Keempat, kebijakan pemerintah yang mendukung diperlukan. Sebagai contoh, PT didorong melakukan demokrasitasi pendidikan tinggi sehingga menjangkau sebanyak mungkin anak bangsa dengan bantuan teknologi informasi, dengan pendidikan jarak jauh. Tetapi ketika isu rasio dosen-mahasiswa konvensional masih menjadi patokan, gerak ke arah demokratisasi pendidikan tentu akan terbatasi. Energi dosen juga sudah seharusnya diarahkan ke arah pengembangan ilmu dan teknologi, dan tidak banyak tersita ke ranah administratif. Dalam hal ini, perlu ada terobosan kebijakan, yang tentu saja tidak boleh mengorbankan kualitas.

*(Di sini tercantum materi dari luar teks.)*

PR #3475, opened 2023-06-01
Silence “make: --libs: No such file or directory” warnings

dilyanpalauzov:
With GNU make 4.4 building Kamailio prints many “make: --libs: No such file or directory” and similar warnings.  This changeset utilizes immediate variables and silences the warnings on my systems.


miconda:
Afaik `:=` evaluates the variable expression only once, does it evaluate it for each module Makefile, or only for the first time that variable is assigned? I mean, if module `a` and `b` have something like `BUILDER=...` in their Makefile, a `make all` is going to evaluate `BUILDER` variable each time, or the one from module `a` propagate to `b` compilation?

On the other hand `=` evaluates every time the variable is used.

GCC 4.4 is really old, I would avoid fixing warning for it if it can create side effects by propagating values when not expecting.

dilyanpalauzov:
When the file `a` contains `BUILDER:=a`, the file `b` contains `BUILDER:=b`, and `Makefile` contains
```make
include a
include b

all:
        @echo $(BUILDER)
```
(there is a TAB before @), then typing `make` prints `b`.

I do not understand the question and I do not understand the build system of Kamailio.

dilyanpalauzov:
The proposed here change does fix problems (warnings).  I object that this PR is closed, instead of fixing the underlying warnings by the suggested or other ways.

miconda:
The automatic actions have the purpose to keep the reporter, and devs when it is the case, engaged. An issue or PR marked `stale` can have the label removed by reporter if it is still interested in it. Also, a closed issue or PR can be reopened. Note also that the `stale` label is added based on inactivity period, comments are considered activity, so the inactivity is reset with each of them..

Have in mind that this is a collaborative project, so everyone have to stay engaged, nobody pays for time spent by developers on reviewing commits. From that point of view, I think it is fair that the reporter reacts on a stale or close notification and indicate that the issue is still there or the PR is still relevant. Just coming to blame, it is by far not a nice approach. Some of developers here spent significant resources and time without any direct benefits over the past 20 years to make this application available, that should be appreciated. This kind of automatisation tries to make the life easier for everyone, feel free to propose tools or processes that can help improving and moving forward.

dilyanpalauzov:
> From that point of view, I think it is fair that the reporter reacts on a stale or close notification and indicate that the issue is still there or the PR is still relevant.

Writing repeatedly any text just for the sake of keeping a ticket open does not help anyhow.

miconda:
And, furthermore, I guess the option of the reporter to reopen the issue is still available.

linuxmaniac:
I've implemented a way to manage ``stale`` and re-open ``expired`` issues and pull requests.
So, if the comment as /notexpired it will be re-opened and labels ``expired`` and ``stale`` will be removed.

Hope this helps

Kelima, memang betul ada kecenderungan bahwa ke depan banyak profesi yang akan sirna dan muncul profesi baru yang saat ini bahkan masih sulit diraba. Tetapi, dalam situasi apapun, manusia adalah pemegang kuncinya. Universitas 4.0 seharusnya juga memberi perhatian untuk mengembangkan kompetensi lulusan. The World Economic Forum mengidentifikasi kompetensi lulusan PT pada masa depan yang akan menjadikannya adaptif. Termasuk ke dalam kompetensi tersebut adalah kemampuan memecahkan masalah kompleks, pemikiran kritis, kreativitas, manajemen manusia, orientasi layanan, dan fleksibilitas kognitif. Pertanyannya: apakan PT sudah menyiapkan program intervensi sistematis untuk mengembangkan kompetensi lulusan ke arah sana?

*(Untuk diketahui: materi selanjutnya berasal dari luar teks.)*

PR #3477, opened 2023-06-02
Adding TLS support to db_redis (also password support) and ndb_redis

joelbax:
#### Pre-Submission Checklist

#### Type Of Change

#### Checklist:

- [x] Tested changes locally

#### Description
A couple of commits into db_redis and ndb_redis adding TLS support and also password support to db_redis.

This mainly includes checking if proper parameter is provided (for ndb_redis is `tls` option in the DB URL and, for db_redis, a new `opt_tls` parameter) and creates a temporary SSL context that is used to initialise the redis context.

Also added `ca_path` parameter to both modules to be able to define a valid folder containing the root certificates used to validate TLS' certificate chain.

db_redis is also updated with a `db_pass` parameter to provide a DB access password.

TLS support is automatically enabled by checking libhiredis_ssl.so existence in each Makefile and defining a `WITH_SSL` flag that enables all the corresponding code lines.

### DIFF
--- a/src/modules/db_redis/db_redis_mod.c
+++ b/src/modules/db_redis/db_redis_mod.c
@@ -31,9 +31,9 @@
 
 #ifdef WITH_SSL
 int db_redis_opt_tls = 0;
-char *ca_path = 0;
+char *db_redis_ca_path = 0;
 #endif
-char *db_pass = 0;
+char *db_redis_db_pass = 0;
 
 MODULE_VERSION
 
@@ -60,9 +60,9 @@ static param_export_t params[] = {
 		{"verbosity", PARAM_INT, &db_redis_verbosity},
 #ifdef WITH_SSL
 		{"opt_tls", PARAM_INT, &db_redis_opt_tls},
-		{"ca_path", PARAM_STRING, &ca_path},
+		{"ca_path", PARAM_STRING, &db_redis_ca_path},
 #endif
-		{"db_pass", PARAM_STRING, &db_pass}, {0, 0, 0}};
+		{"db_pass", PARAM_STRING, &db_redis_db_pass}, {0, 0, 0}};
 
 
 struct module_exports exports = {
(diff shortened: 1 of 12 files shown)


joelbax:
@henningw  This is the new PR for adding TLS support to Redis. Once again, I'm sorry for all the nuisance.
@oej Also fyi (as you commented on the original PR).
Thank you very much in advance!

src/modules/db_redis/db_redis_mod.c
```diff
@@ -29,6 +29,12 @@
 #include "redis_dbase.h"
 #include "redis_table.h"
 
+#ifdef WITH_SSL
+int db_redis_opt_tls = 0;
+char *ca_path = 0;
+#endif
+char *db_pass = 0;
```
miconda, line 36: Add module name prefix to the global variables ca_path and db_pass, like it is db_redis_opt_tls.  The are also declared with extern and being prefixed reduce the chances of conflicts with similar variables (e.g., ca_path can be quite common with some libs).

joelbax: Very good point! Thank you very much. 

Done.

henningw:
Or maybe just as other modules are doing (like ndb_redis), assume a few default paths if there is no pkg-config available.

joelbax:
@miconda I've added logic to check gcc search paths for libraries in case `pkg-config` returns nothing.

I've also fixed som formatting issues but  the check-format task seems to complain about some lines but , I'm really sorry but, I can't see the difference between the wrong line and the new one.

miconda:
Thanks!

miconda:
@joelbax: I merged and then updated a bit the find command in the Makefile for n/db_redis modules to silent some warning about missing directories and use `-name` for finding file expression. Now compiles fine on ubuntu 22.04, before I got errors. Maybe you can test on your system to be sure it didn't break something else.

Tulisan ini menghadirkan lebih banyak pertanyaan daripada jawaban. Pertanyaan kritis tersebut diharapkan dapat menghangatkan pemikiran para pemimpin PT dan memantik diskusi lanjutan yang produktif, untuk menghasilkan imaji baru. Niatnya adalah menjaga kehadiran PT tetap relevan dalam konteks dan zamannya. Semoga.

Tulisan ini telah dimuat dalam Kolom Analisis Harian Kedaulatan Rakyat pada 29 Agustus 2018.